#### RECORDS SUPPLIED ####

Issue #7183, opened 2025-09-02
[FEATURE] [LINEAGE] Support collect all the input tables by the plan


yabola:
### Code of Conduct

- [x] I agree to follow this project's [Code of Conduct](https://www.apache.org/foundation/policies/conduct)

### Search before asking

- [x] I have searched in the [issues](https://github.com/apache/kyuubi/issues?q=is%3Aissue) and found no similar issues.

### Describe the feature

The current input tables is derived from column which has lineage result, which will cause some input tables to be missing. We need to support one way to collect the complete input tables by the plan.
For example:
insert overwrite v2_catalog.db.tb3 select t1.col1, t1.col2 , t1.col3 from v2_catalog.db.tb1 t1 join v2_catalog.db.tb2 t2 on t1.col1 = t2.col1

The input tables for v2_catalog.db.tb3  should be v2_catalog.db.tb1  and v2_catalog.db.tb2

### Are you willing to submit PR?

- [ ] Yes. I would be willing to submit a PR with guidance from the Kyuubi community to improve.
- [ ] No. I cannot submit a PR at this time.

PR #7184, opened 2025-09-02
[KYUUBI #7183][LINEAGE] Support collect all input tables by the plan

yabola:

The current input tables is derived from column which has lineage result, which will cause some input tables to be missing. We need to support one way to collect the complete input tables by the plan.
For example:
insert overwrite v2_catalog.db.tb3 select t1.col1, t1.col2 , t1.col3 from v2_catalog.db.tb1 t1 join v2_catalog.db.tb2 t2 on t1.col1 = t2.col1

The input tables for v2_catalog.db.tb3 should be v2_catalog.db.tb1 and v2_catalog.db.tb2

add new UT

no

### DIFF
--- a/extensions/spark/kyuubi-spark-lineage/src/main/scala/org/apache/kyuubi/plugin/lineage/helper/SparkSQLLineageParseHelper.scala
+++ b/extensions/spark/kyuubi-spark-lineage/src/main/scala/org/apache/kyuubi/plugin/lineage/helper/SparkSQLLineageParseHelper.scala
@@ -72,8 +72,7 @@ trait LineageParser {
     if (SparkContextHelper.getConf(LineageConf.LEGACY_COLLECT_INPUT_TABLES_ENABLED)) {
       Lineage(inputTablesByColumn.distinct, outputTables.distinct, columnsLineage)
     } else {
-      val filteredInputTables = inputTablesByPlan -- outputTables.distinct
-      Lineage(filteredInputTables.toList, outputTables.distinct, columnsLineage)
+      Lineage(inputTablesByPlan.toList, outputTables.distinct, columnsLineage)
     }
   }
 
--- a/extensions/spark/kyuubi-spark-lineage/src/test/scala/org/apache/kyuubi/plugin/lineage/helper/RowLevelCatalogLineageParserSuite.scala
+++ b/extensions/spark/kyuubi-spark-lineage/src/test/scala/org/apache/kyuubi/plugin/lineage/helper/RowLevelCatalogLineageParserSuite.scala
@@ -52,7 +52,7 @@ class RowLevelCatalogLineageParserSuite extends SparkSQLLineageParserHelperSuite
           "  INSERT (pk, name, price) VALUES (cast(source.pk as int), source.name, source.price)" +
           "WHEN NOT MATCHED BY SOURCE THEN  UPDATE SET target.name = 'abc' ")
       assert(ret0 == Lineage(
-        List("v2_catalog.db.source_t"),
+        List("v2_catalog.db.source_t", "v2_catalog.db.target_t"),
         List("v2_catalog.db.target_t"),
         List(
           (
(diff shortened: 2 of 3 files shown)


yabola:
@wForget @pan3793 cc, please help review it when you have time, thank you

extensions/spark/kyuubi-spark-lineage/src/main/scala/org/apache/spark/kyuubi/lineage/LineageConf.scala
```diff
@@ -46,6 +46,14 @@ object LineageConf {
       "Unsupported lineage dispatchers")
     .createWithDefault(Seq(LineageDispatcherType.SPARK_EVENT.toString))
 
+  val COLLECT_INPUT_TABLES_BY_PLAN_ENABLED =
+    ConfigBuilder("spark.kyuubi.plugin.lineage.collectInputTablesByPlan.enabled")
+      .doc("Whether to collect input tables by the plan." +
+        " By Default collect input tables by the column lineages.")
+      .version("1.11.0")
+      .booleanConf
+      .createWithDefault(false)
```
pan3793, line 56: this is more like a bug fix, let's enable it by default and mark it `internal`

yabola: Thank you for review, I modified the default value and config name, see if it is appropriate

extensions/spark/kyuubi-spark-lineage/src/main/scala/org/apache/kyuubi/plugin/lineage/helper/SparkSQLLineageParseHelper.scala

####

Output, exactly and in full, the lines from the start of the entries above through the line that contains "### Search before asking".

Issue #7183, opened 2025-09-02
[FEATURE] [LINEAGE] Support collect all the input tables by the plan


yabola:
### Code of Conduct

- [x] I agree to follow this project's [Code of Conduct](https://www.apache.org/foundation/policies/conduct)

### Search before asking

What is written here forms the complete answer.